Aug 28, 2021, 40 tweets

let's look at a really bizarre sound card. ๐Ÿงต

open the box, and we see...a thing marked IBM? with a weird plug?

and underneath that is an ISA card. hmmm

it is the IBM Personal System/2 Speech Adapter!

the IBM thingie is a speaker with a volume control, two headphone jacks, and a microphone jack.

it plugs in with this mini-DIN connector. not a standard audio plug, lol

i want to run some software but there are only 4 (!) titles that support it. amazing. even the Ad Lib Gold had more supported titles.

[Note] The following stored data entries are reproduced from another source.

PR #1840, opened 2025-04-01
fix: universal sh

### LINKED ISSUE #1829: universal.sh installs 64bit binaries onto Raspberry Pi OS with 32bit userspace
### Describe the bug

There are versions of Raspberry Pi OS that ship with a 64bit kernel and 32bit userspace.

We detect those systems as 64bit, since they report `aarch64` when we do `uname -m`

But the 64bit binaries fail to find the 64bit glibc they're linked against, as the userspace only has 32bit libraries.

### Steps to reproduce

1. First I install Raspberry Pi OS that has 64bit kernel and 32bit userspace
2. Then I download and run `universal.sh`
3. And then I try to run a NoPorts binary such as `at_activate`, which reports `No such file or directory`

### Expected behavior

Universal installer correctly identifies the userland glibc and downloads correct tarball

### Additional context

On my system where I replicated this, I see:

```sh
$ at_activate
-bash: /home/chris/.local/bin/at_activate: No such file or directory
```

```sh
$ file $(which at_activate)
/home/chris/.local/bin/at_activate: ELF 64-bit LSB pie executable, ARM aarch64, version 1 (SYSV), dynamically linked, interpreter /lib/ld-linux-aarch64.so.1, for GNU/Linux 3.7.0, stripped
```

The installer has downloaded 64bit binaries

```sh
$ uname -a
Linux raspberrypi 6.1.21-v8+ #1642 SMP PREEMPT Mon Apr  3 17:24:16 BST 2023 aarch64 GNU/Linux
```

Amazon: Guardians of Eden looks interesting, let's try that one.

oops, i need a mouse

here, how about this mouse?

hmm, looks like it needs some sort of external power adapter. time to take it apart and find out what polarity and voltage it needs.

this mouse's DB25 plug has a voltage regulator inside. wild

sketched out a rough schematic of it. the 3.5mm jack has three (!) switches inside that seem to rewire how power is connected inside the device. looks like it can take power from pin 10 or from the external supply.

looks like pin 10 is a no connect. so i'm going to have to use external power.

let's take apart the mouse. this is an early 1980s optical mouse--bet you didn't know those existed!

it uses two LEDs--one red, one infrared. then two sensors.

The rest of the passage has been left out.